Kami dapat cukup banyak, ada sepuluh lebih mungkin, kebanyakannya lepas lagi. Ada dapat tiga kalau tidak salah, anak ikan Nila. Seneng banget pas umpan disambar itu, walaupun ikan Paray, tapi ada kebahagiaan tersendiri. Aku sama pak Ujang sampai ketawa-ketiwi, karena umpan kami disambar. Kalau mang Acep sama A Dadan, mereka cari spot lain karena di spot di tempat kami berada memang saat itu tidak ada Nila yang menyambar.
Sampai akhirnya, mang Acep mengajak pindah lokasi mancing, karena belum ada ikan yang menyambar.
Mengingat waktu masih pagi. Lokasi mancing, kali ini pindah lagi ke daerah Palasari. Sebuah tempat pemancingan di cekungan bekas penggalian pasir. Aku dan pak Ujang ikut aja ke mang Acep. Seorang angler yang sudah berpengalaman.
Aku tak tahu nama kampungnya apa, pokoknya daerah itu namanya Palasari. Sebelum dinamai desa Girimukti, pada mulanya diusulkan tiga nama yakni: Girilengsi, Girimukti, dan Palasari. Dari ketiga nama itu, nama Girimukti lah yang disepakati. Girimukti merupakan gabungan dari dua kata Giri= gunung dan Mukti= subur. Jadi desa Girimukti artinya gunung yang subur.
Desa Girimukti sendiri adalah hasil pemekaran dari dua desa, yakni Desa Cikande dan Desa Jati pada tahun 1978 (http://girimukti-saguling.desa.id/profil/).
Jalanan yang kami tempuh menuju Palasari lumayan berdebu dan gersang. Karena sebelah timur ada lokasi penambangan pasir. Tapi sebelah barat dipenuhi dengan perkebunan dan sawah.

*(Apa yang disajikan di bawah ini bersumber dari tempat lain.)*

PR #2144, opened 2026-09-10
Separate allowed and denied path results

Aaronontheweb:
Path consumers currently combine an allowed flag with nullable error data. This change gives the internal decision separate Allowed and Denied cases. Consumers access only the data for that case.

The existing factories already constrain state combinations. The new cases remove consumer fallback categories and success-only error fields. Error categories, tool text, public contracts, and serialized shapes remain unchanged.

The internal cases use reference equality. Current consumers inspect cases and payloads; none depends on record equality.

The `Clarify denied path diagnostics and assertions` correction adds clear contract comments. It also names diagnostic paths explicitly and removes the test helper sentinel conversion.

The `Centralize allowed path extraction` follow-up adds GetAllowedPath to the decision base type. Tool callers still handle Denied explicitly. The shared method extracts the allowed path and rejects misuse or an unexpected case. This removes 46 net lines across eight call sites.

Validation:

- Focused policy and tool tests passed: 174 passed, with two Windows-only skips.
- The final stack actor suite passed 3,925 tests, with six platform skips.
- Slopwatch, headers, and whitespace checks passed.

Replaces #2136. All branches for the native stack reside in this repository.

### DIFF
--- a/src/Netclaw.Actors.Tests/Tools/PathAccessDecisionAssertions.cs
+++ b/src/Netclaw.Actors.Tests/Tools/PathAccessDecisionAssertions.cs
@@ -20,11 +20,11 @@ internal static class PathAccessDecisionAssertions
 
     public static void AssertDenied(
         PathAccessPolicy.PathAccessDecision decision,
-        string expectedCanonicalPath,
+        string? expectedDiagnosticPath,
         PathAccessPolicy.PathAccessFailure expectedFailure = PathAccessPolicy.PathAccessFailure.AccessDenied)
     {
         var denied = Assert.IsType<PathAccessPolicy.PathAccessDecision.Denied>(decision);
-        Assert.Equal(expectedCanonicalPath.Length == 0 ? null : expectedCanonicalPath, denied.DiagnosticPath);
+        Assert.Equal(expectedDiagnosticPath, denied.DiagnosticPath);
         Assert.NotEmpty(denied.Error);
         Assert.Equal(expectedFailure, denied.Failure);
     }
--- a/src/Netclaw.Actors.Tests/Tools/PathAccessDecisionAssertions.cs
+++ b/src/Netclaw.Actors.Tests/Tools/PathAccessDecisionAssertions.cs
@@ -14,10 +14,8 @@ internal static class PathAccessDecisionAssertions
         PathAccessPolicy.PathAccessDecision decision,
         string expectedCanonicalPath)
     {
-        Assert.True(decision.Allowed, decision.Error);
-        Assert.Equal(Path.GetFullPath(expectedCanonicalPath), decision.CanonicalPath);
-        Assert.Empty(decision.Error);
-        Assert.Null(decision.Failure);
+        var allowed = Assert.IsType<PathAccessPolicy.PathAccessDecision.Allowed>(decision);
+        Assert.Equal(Path.GetFullPath(expectedCanonicalPath), allowed.CanonicalPath);
     }
 
     public static void AssertDenied(
@@ -25,9 +23,9 @@ internal static class PathAccessDecisionAssertions
         string expectedCanonicalPath,
         PathAccessPolicy.PathAccessFailure expectedFailure = PathAccessPolicy.PathAccessFailure.AccessDenied)
     {
-        Assert.False(decision.Allowed);
-        Assert.Equal(expectedCanonicalPath, decision.CanonicalPath);
-        Assert.NotEmpty(decision.Error);
-        Assert.Equal(expectedFailure, decision.Failure);
+        var denied = Assert.IsType<PathAccessPolicy.PathAccessDecision.Denied>(decision);
+        Assert.Equal(expectedCanonicalPath.Length == 0 ? null : expectedCanonicalPath, denied.DiagnosticPath);
+        Assert.NotEmpty(denied.Error);
+        Assert.Equal(expectedFailure, denied.Failure);
     }
 }
--- a/src/Netclaw.Actors.Tests/Tools/PublicAudienceFileAccessPolicyTests.cs
+++ b/src/Netclaw.Actors.Tests/Tools/PublicAudienceFileAccessPolicyTests.cs
@@ -101,12 +101,12 @@ public sealed class PublicAudienceFileAccessPolicyTests : IDisposable
         AssertDenied(decision, Path.GetFullPath(outsidePath));
         // Error must mention "Public" audience but should contain only session-scoped
         // roots (the session dir), not global infrastructure paths
-        Assert.Contains("Public", decision.Error);
-        Assert.DoesNotContain(_sessionDir, decision.Error);
-        Assert.DoesNotContain("configured roots", decision.Error, StringComparison.OrdinalIgnoreCase);
-        Assert.DoesNotContain(_paths.SkillsDirectory, decision.Error);
-        Assert.DoesNotContain(_paths.IdentityDirectory, decision.Error);
-        Assert.DoesNotContain(_paths.WorkspacesDirectory, decision.Error);
+        Assert.Contains("Public", Assert.IsType<PathAccessPolicy.PathAccessDecision.Denied>(decision).Error);
+        Assert.DoesNotContain(_sessionDir, Assert.IsType<PathAccessPolicy.PathAccessDecision.Denied>(decision).Error);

Di dekat lokasi pemancingan pun ada kebun tomat, dan lagi panen. Sepertinya kalau beli langsung ke petani disana bisa lebih murah. Hanya saja aku tak begitu banyak membawa uang. Hasil panennya banyak, sampai ditumpuk dipeti kayu, beberapa petani menyortir tomat, beberapa lagi menata peti kayu berisi tomat.Â
Sampai di lokasi, motor di parkir di area dekat kebun tomat. Kami lalu berjalan beberapa meter ke depan. Lalu mencari spot yang masih kosong. Karena sesampainya disana, sudah banyak angler bertengger dengan khusyuk di tepian danau bentukan tersebut. Beberapa memasang payung tuk melindungi diri dari terik mentari.
Ketika sampai pada tempat yang kosong mang Acep kemudian menyiapkan kembali alat-alat pancingnya dan memasang payung untuk berteduh. Kami pun mulai memancing kembali.
Di Palasari, biasanya suka banyak ikan nilanya, walapun kecil-kecil tapi lumayan, kata mang Acep. Tapi ketika sampai sana membutuhkan waktu luamyan lama. Tak biasanya, terang mang Acep. A Dadan malah putar sani-sini mencari spot mancing karena tak kunjung dapat.